Insieme abbiamo dato vita alla manifestazione del 22
gennaio 2006. Quella giornata segnò il punto
di arrivo di un percorso più che decennale che
a partire da una ristretta area di attivisti è giunto
mobilitare decine di migliaia di persone ed ha fatto
del movimento contro il ponte un laboratorio politico
e sociale capace di far convivere al proprio interno
anime molto differenti tra di loro. Fu probabilmente
quella manifestazione a segnare il punto di svolta
di un’intera area politica (quella dell’allora centro-sinistra)
che fino a quel momento (si faccia eccezione per rifondazione
comunista, verdi e comunisti italiani) si era mantenuta
su posizioni in larga misura favorevoli all’opera.
Fu quella manifestazione a segnalare l’avversione
al ponte di una parte consistente dell’opinione pubblica.
Quel segnale venne raccolto sul piano elettorale e
tradotto nella formula di "opera non prioritaria" nel
programma del Governo Prodi (operazione che ha fermato
la costruzione del ponte, ma che ha lasciato sul campo
la Stretto di Messina Spa ed il contratto con il general
contractor).
Oggi ci troviamo a dover nuovamente affrontare l’offensiva
dei fautori del Ponte.
Sostenuti da Berlusconi, che
ne ha sempre fatto una sua bandiera, e dal Presidente
della Regione Sicilia Lombardo, che guarda evidentemente
con grande interesse ai flussi finanziari che ne deriverebbero,
i pontisti si apprestano se non proprio a costruirlo
(rimangono, infatti, inalterati gli interrogativi dal
punto di vista ingegneristico e del finanziamento)
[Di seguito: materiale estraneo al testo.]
Issue #3185, opened 2020-02-11
spirv-fuzz: Strict assertions for testing


afd:
When checking the precondition of a transformation, there are cases where the transformation is potentially valid but does not apply, and cases where the transformation is completely bogus and should not have been created in the first place.

For the second case, when writing transformation unit tests we would like to be able to have negative tests that check that such transformations are not applicable.

But when actually running the fuzzer, we would like an assertion to fail when a completely invalid transformation is created.

Some thought is required to figure out how best to allow both cases.

afd:
Death tests provide a solution for this.

paulthomson:
There are still TODOs that reference this issue.

PR #3528, opened 2020-07-14
Assert false in IsApplicable method of TransformationAccessChain

stefanomil:
… if it is invalid (with null or undefined pointer).

In this case, assert false instead of returning false so that the fuzzer fails.

(See issue #3185 )

### DIFF
--- a/source/fuzz/transformation_access_chain.cpp
+++ b/source/fuzz/transformation_access_chain.cpp
@@ -74,10 +74,7 @@ bool TransformationAccessChain::IsApplicable(
   switch (pointer->opcode()) {
     case SpvOpConstantNull:
     case SpvOpUndef:
-      // TODO(https://github.com/KhronosGroup/SPIRV-Tools/issues/3185): When
-      //  fuzzing for real we would like an 'assert(false)' here.  But we also
-      //  want to be able to write negative unit tests.
-      return false;
+      assert(false && "Null or undefined pointer");
     default:
       break;
   }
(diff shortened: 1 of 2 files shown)


source/fuzz/transformation_access_chain.cpp
```diff
@@ -74,10 +74,7 @@ bool TransformationAccessChain::IsApplicable(
   switch (pointer->opcode()) {
     case SpvOpConstantNull:
     case SpvOpUndef:
-      // TODO(https://github.com/KhronosGroup/SPIRV-Tools/issues/3185): When
-      //  fuzzing for real we would like an 'assert(false)' here.  But we also
-      //  want to be able to write negative unit tests.
-      return false;
+      assert(false && "Null or undefined pointer");
```
afd, line 77: Please change message to: "Access chains should not be created from null/undefined pointers".

And please add "return false" after the assertion.  That way in release mode - when there are no assertions - the function will return false, which is the right thing to do.

test/fuzz/transformation_access_chain_test.cpp
```diff
@@ -184,14 +184,16 @@ TEST(TransformationAccessChainTest, BasicTest) {
                    .IsApplicable(context.get(), transformation_context));
 
   // Bad: pointer is null
-  ASSERT_FALSE(TransformationAccessChain(
+  ASSERT_DEATH(TransformationAccessChain(
                    100, 45, {80}, MakeInstructionDescriptor(24, SpvOpLoad, 0))
```
afd, line 188: Uses of ASSERT_DEATH need to be wrapped in:

```
#ifndef NDEBUG
// comment
ASSERT_DEATH(...);
#endif
```

See transformation_permute_phi_operands_test.cpp for an example.

This is to keep release compilers happy - death tests don't work in release mode.

stefanomil: Done

source/fuzz/transformation_access_chain.cpp
stefanomil: Done

PR #3532, opened 2020-07-14
Remove single iteration loop

zoddicus:
This loop is intentionally designed to only ever execute, which is non-obvious
on first glance. Changing the code to be clearer that the entire data structure
isn't being iterated.

This will also fix importing SPIRV-Tools into Chromium, since their style
checkers are failing the build due to this iterate once construct.


jaebaek:
LGTM but it seems that #3513 will solve this issue.

zoddicus:
Superseded by #3513

PR #3535, opened 2020-07-15
spirv-fuzz: Add replay range option

afd:
This change adds a --replay-range argument to spirv-fuzz that
facilitates applying only a prefix of transformations.

### DIFF
--- a/tools/fuzz/fuzz.cpp
+++ b/tools/fuzz/fuzz.cpp
@@ -121,6 +121,18 @@ Options (in lexicographical order):
   --replay
                File from which to read a sequence of transformations to replay
                (instead of fuzzing)
+  --replay-range=
+               Signed 32-bit integer.  If set to a positive value N, only the
+               first N transformations will be applied during replay.  If set to
+               a negative value -N, all but the final N transformations will be
+               applied during replay.  If set to 0 (the default), all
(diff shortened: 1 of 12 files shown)


tools/fuzz/fuzz.cpp
```diff
@@ -208,6 +215,15 @@ FuzzStatus ParseFlags(int argc, const char** argv, std::string* in_binary_file,
...
         const auto split_flag = spvtools::utils::SplitFlagArgs(cur_arg);
         *replay_transformations_file = std::string(split_flag.second);
+      } else if (0 == strncmp(cur_arg, "--replay-range=",
+                              sizeof("--replay-range=") - 1)) {
+        const auto split_flag = spvtools::utils::SplitFlagArgs(cur_arg);
+        char* end = nullptr;
+        errno = 0;
+        const auto replay_range =
+            static_cast<int32_t>(strtol(split_flag.second.c_str(), &end, 10));
+        assert(end != split_flag.second.c_str() && errno == 0);
```
paulthomson, line 225: Although we do it elsewhere, I am not sure that using assert is a good idea.

afd: I guess this is something we should revisit globally.  I'll leave it for now.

ad aprire un capitolo di spesa dentro il quale, di
volta in volta, far confluire le risorse a disposizione
per progettazione, sbancamenti, movimento terra, info-point
ecc.
Va detto, peraltro, che sulla politica delle grandi
opere si gioca in parte il futuro delle condizioni
materiali di vita di tutti. L’utilizzo dei fondi Fintecna
(originariamente destinati alla costruzione del ponte
e poi stornati dal Governo Prodi per opere infrastrutturali
in Sicilia ne Calabria) per coprire i mancati introiti
causati dall’abolizione dell’Ici sulla prima casa
dimostra che i soldi per le grandi opere saranno ricavati
dalla riduzione delle spese sociali (istruzione, sanità,
servizi). Da questo punto di vista l’agire nell’ambito
del generale Patto di Mutuo Soccorso tra le comunità
in lotta contro le devastazioni territoriali dà un
significato politico ulteriore alla nostra battaglia.
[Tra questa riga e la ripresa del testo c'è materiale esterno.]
Issue #3533, opened 2020-07-15
spirv-fuzz: Extend TransformationRecordSynonymousConstants to accept zero-like composite constants


stefanomil:
Right now, TransformationRecordSynonymousConstants accepts constants if they are equal or if they represent zero-like scalar values of the same type. This could be extended to zero composite constants.

stefanomil:
This requires the IsApplicable method to be rethought. There should be a AreEquivalentConstants (so similar) recursive function that checks the equivalency of components.

stefanomil:
Fixed by #3537

stefanomil:
#3537 still needs to be merged

PR #3537, opened 2020-07-15
spirv-fuzz: Extend TransformationRecordSynonymousConstants to allow composite constants

stefanomil:
Implemented AreEquivalentConstants method to check equivalency of constants, changing IsApplicable method of TransformationRecordSynonymousConstants to allow recording equivalence of composite constants; added some tests to check this.

Tests with arrays and matrices still need to be added.

Related issue: #3533

### DIFF
--- a/source/fuzz/transformation_record_synonymous_constants.cpp
+++ b/source/fuzz/transformation_record_synonymous_constants.cpp
@@ -23,44 +23,50 @@ namespace {
 // Returns true if the two given constants are equivalent
 // (the description of IsApplicable specifies the conditions they must satisfy
 // to be considered equivalent)
-bool AreEquivalentConstants(opt::IRContext* ir_context,
-                            const opt::analysis::Constant& constant1,
-                            const opt::analysis::Constant& constant2) {
-  // Check that the type ids are the same
+bool AreEquivalentConstants(opt::IRContext* ir_context, uint32_t constant_id1,
+                            uint32_t constant_id2) {
+  opt::Instruction* def_1 = ir_context->get_def_use_mgr()->GetDef(constant_id1);
+  opt::Instruction* def_2 = ir_context->get_def_use_mgr()->GetDef(constant_id2);
+
+  // Check that the definitions exist
+  assert(def_1 && def_2 && "The constant ids must exist in the module.");
+
+  // The type ids must be the same
   // TODO(https://github.com/KhronosGroup/SPIRV-Tools/issues/3536): Somehow
   // relax this for integers (so that unsigned integer and signed integer are
   // considered the same type)
-  uint32_t type_id1 = ir_context->get_type_mgr()->GetId(constant1.type());
-  uint32_t type_id2 = ir_context->get_type_mgr()->GetId(constant2.type());
-  if (type_id1 != type_id2) {
+  if (def_1->type_id() != def_2->type_id()) {
     return false;
   }
 
+  auto constant1 = ir_context->get_constant_mgr()->GetConstantFromInst(def_1);
+  auto constant2 = ir_context->get_constant_mgr()->GetConstantFromInst(def_2);
+
+  assert(constant1 && constant2 && "The ids must refer to constants.");
+
   // If either constant is null, the other is equivalent iff it is zero-like
-  if (constant1.AsNullConstant()) {
-    return constant2.IsZero();
+  if (constant1->AsNullConstant()) {
+    return constant2->IsZero();
   }
 
-  if (constant2.AsNullConstant()) {
-    return constant1.IsZero();
+  if (constant2->AsNullConstant()) {
+    return constant1->IsZero();
   }
 
   // If the constants are scalar, they are equal iff their words are the same
-  if (auto scalar1 = constant1.AsScalarConstant()) {
-    return scalar1->words() == constant2.AsScalarConstant()->words();
+  if (auto scalar1 = constant1->AsScalarConstant()) {
+    return scalar1->words() == constant2->AsScalarConstant()->words();
   }
 
   // If the constants are composite, they are equivalent iff their components
   // match
-  if (constant1.AsCompositeConstant()) {
-    auto components1 = constant1.AsCompositeConstant()->GetComponents();
-    auto components2 = constant2.AsCompositeConstant()->GetComponents();
-
+  if (constant1->AsCompositeConstant()) {
     // Since the types match, we already know that the number of components is
-    // the same, so we just need to check equivalence for each one
-    for (size_t i = 0; i < components1.size(); i++) {
-      if (!AreEquivalentConstants(ir_context, *components1[i],
-                                  *components2[i])) {
+    // the same. We check that the input operands of the definitions are all
+    // constants and that they are pairwise equivalent.
+    for (uint32_t i = 0; i < def_1->NumInOperands(); i++) {
+      if (!AreEquivalentConstants(ir_context, def_1->GetSingleWordInOperand(i),
+                                  def_2->GetSingleWordInOperand(i))) {
         return false;
       }
     }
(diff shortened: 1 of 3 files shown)


source/fuzz/transformation_record_synonymous_constants.h
```diff
@@ -33,11 +33,14 @@ class TransformationRecordSynonymousConstants : public Transformation {
   //   of constants
   // - |message_.constant_id| and |message_.synonym_id| refer to constants
   //   that are equal or equivalent.
-  //   Two integers with the same width and value are equal, even if one is
-  //   signed and the other is not.
-  //   Constants are equivalent if both of them represent zero-like scalar
-  //   values of the same type (for example OpConstant of type int and value
-  //   0 and OpConstantNull of type int).
+  //   TODO: Fix this (Signed and unsigned integers are currently considered
+  //   non-equivalent)
```
afd, line 37: Please change to:

// TODO(url of GitHub issue): Signed and unsigned integers are currently considered non-equivalent

source/fuzz/transformation_record_synonymous_constants.h
```diff
@@ -33,11 +33,14 @@ class TransformationRecordSynonymousConstants : public Transformation {
...
+  //   Two integers with the same width and value are equal,
+  //   even if one is signed and the other is not. Constants are equivalent if
+  //   both of them represent zero-like values of the same type (for example
+  //   OpConstant of type int and value 0 and OpConstantNull of type int).
+  //   Composite constants are equivalent if they have the same type and their
+  //   components are pairwise equivalent.
```
afd, line 43: Can you work on the phrasing here - I couldn't understand it, partly because you don't close the "(".

test/fuzz/transformation_record_synonymous_constants_test.cpp
```diff
@@ -129,12 +129,14 @@ TEST(TransformationRecordSynonymousConstantsTest, IntConstants) {
   ApplyTransformationAndCheckFactManager(13, 22, context.get(),
                                          &transformation_context);
 
+  // TODO (https://github.com/KhronosGroup/SPIRV-Tools/issues/3536):
+  // Relax type check for integers.
```
afd, line 133: "TODO (" -> "TODO("

afd: Also say: "Uncomment this code once the issue is fixed."

source/fuzz/transformation_record_synonymous_constants.cpp
```diff
@@ -19,8 +19,61 @@ namespace spvtools {
...
 namespace {
-bool IsScalarZeroConstant(const opt::analysis::Constant* constant) {
-  return constant->AsScalarConstant() && constant->IsZero();
+
+// Returns true if the two given constants are equivalent
+// (the description of IsApplicable specifies the conditions they must satisfy
+// to be considered equivalent)
+bool AreEquivalentConstants(opt::IRContext* ir_context,
+                            const opt::analysis::Constant& constant1,
+                            const opt::analysis::Constant& constant2) {
```
afd, line 28: Due to limitations of the constant manager and type manager, it is safer if we use the ids of the constants here - i.e. change constant1 and constant2 to be uint32_t, named constant_id1 and constant_id2, representing the ids of the constants.

source/fuzz/transformation_record_synonymous_constants.cpp
```diff
@@ -19,8 +19,61 @@ namespace spvtools {
...
+  // Check that the type ids are the same
+  // TODO(https://github.com/KhronosGroup/SPIRV-Tools/issues/3536): Somehow
+  // relax this for integers (so that unsigned integer and signed integer are
+  // considered the same type)
+  uint32_t type_id1 = ir_context->get_type_mgr()->GetId(constant1.type());
+  uint32_t type_id2 = ir_context->get_type_mgr()->GetId(constant2.type());
```
afd, line 34: Change this so that it uses the def-use manager to get the instruction for each constant id, and then the type from that instruction.

source/fuzz/transformation_record_synonymous_constants.cpp
```diff
@@ -19,8 +19,61 @@ namespace spvtools {
...
+  if (type_id1 != type_id2) {
+    return false;
+  }
+
+  // If either constant is null, the other is equivalent iff it is zero-like
```
afd, line 39: At this point, use the constant manager to get declared constants, constant1 and constant2, from the constant ids.

source/fuzz/transformation_record_synonymous_constants.cpp
```diff
@@ -19,8 +19,61 @@ namespace spvtools {
...
+    auto components2 = constant2.AsCompositeConstant()->GetComponents();
+
+    // Since the types match, we already know that the number of components is
+    // the same, so we just need to check equivalence for each one
+    for (size_t i = 0; i < components1.size(); i++) {
+      if (!AreEquivalentConstants(ir_context, *components1[i],
+                                  *components2[i])) {
+        return false;
+      }
+    }
```
afd, line 66: At this point, revert back to looking at the constant instructions and check whether their input operands (all of which must be constant ids) are pairwise equivalent.

source/fuzz/transformation_record_synonymous_constants.h
stefanomil: Done

source/fuzz/transformation_record_synonymous_constants.h
stefanomil: I have changed it. See if it's clearer

test/fuzz/transformation_record_synonymous_constants_test.cpp
stefanomil: Done

source/fuzz/transformation_record_synonymous_constants.cpp
stefanomil: Done

source/fuzz/transformation_record_synonymous_constants.cpp
stefanomil: Done

source/fuzz/transformation_record_synonymous_constants.cpp
stefanomil: Done

source/fuzz/transformation_record_synonymous_constants.cpp
stefanomil: Done

stefanomil:
What should happen if the ids given to the transformations don't correspond to actual ids or to constant declarations? Right now I assert that they should, but I'm not sure.

source/fuzz/transformation_record_synonymous_constants.cpp
```diff
@@ -19,8 +19,67 @@ namespace spvtools {
 namespace fuzz {
 
 namespace {
-bool IsScalarZeroConstant(const opt::analysis::Constant* constant) {
-  return constant->AsScalarConstant() && constant->IsZero();
+
+// Returns true if the two given constants are equivalent
+// (the description of IsApplicable specifies the conditions they must satisfy
+// to be considered equivalent)
```
afd, line 25: Move comment to the .h file - that's the place for top-level method comments.

source/fuzz/transformation_record_synonymous_constants.cpp
```diff
@@ -19,8 +19,67 @@ namespace spvtools {
...
+  }
+
+  // If the constants are scalar, they are equal iff their words are the same
+  if (auto scalar1 = constant1->AsScalarConstant()) {
+    return scalar1->words() == constant2->AsScalarConstant()->words();
+  }
+
+  // If the constants are composite, they are equivalent iff their components
+  // match
+  if (constant1->AsCompositeConstant()) {
```
afd, line 63: Move the assertion from the bottom of the method to here, so that you assert constant1->AsCompositeConstant() holds.  Then get rid of the if statement and the need for the dummy return at the end of the method - i.e., following the assertion proceed as if the constant is a composite.

source/fuzz/transformation_record_synonymous_constants.cpp
```diff
@@ -19,8 +19,67 @@ namespace spvtools {
...
+      }
+    }
+
+    // If we get here, all the components are equivalent
+    return true;
+  }
+
+  // If we get here, the type is not sensible to check for equivalence
+  assert(false &&
+         "Equivalency of constants can only be checked with scalar, composite "
```
afd, line 80: Equivalency -> Equivalence

Also see comment above about moving this assertion.

source/fuzz/transformation_record_synonymous_constants.cpp
stefanomil: Done

source/fuzz/transformation_record_synonymous_constants.cpp
stefanomil: Done

source/fuzz/transformation_record_synonymous_constants.cpp
stefanomil: Done. I made the method a static member method and moved the comment to the declaration in the header file.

Facciamo, quindi, appello a tutti perché si
rimetta in moto la mobilitazione contro il ponte, affinché si
comincino a tessere nuovamente quelle relazioni virtuose
che ci hanno consentito di fermarli la prima volta,
per costruire un percorso di iniziative che ci porti
a realizzare, magari proprio a gennaio prossimo, a
tre anni di distanza, una nuova grande manifestazione.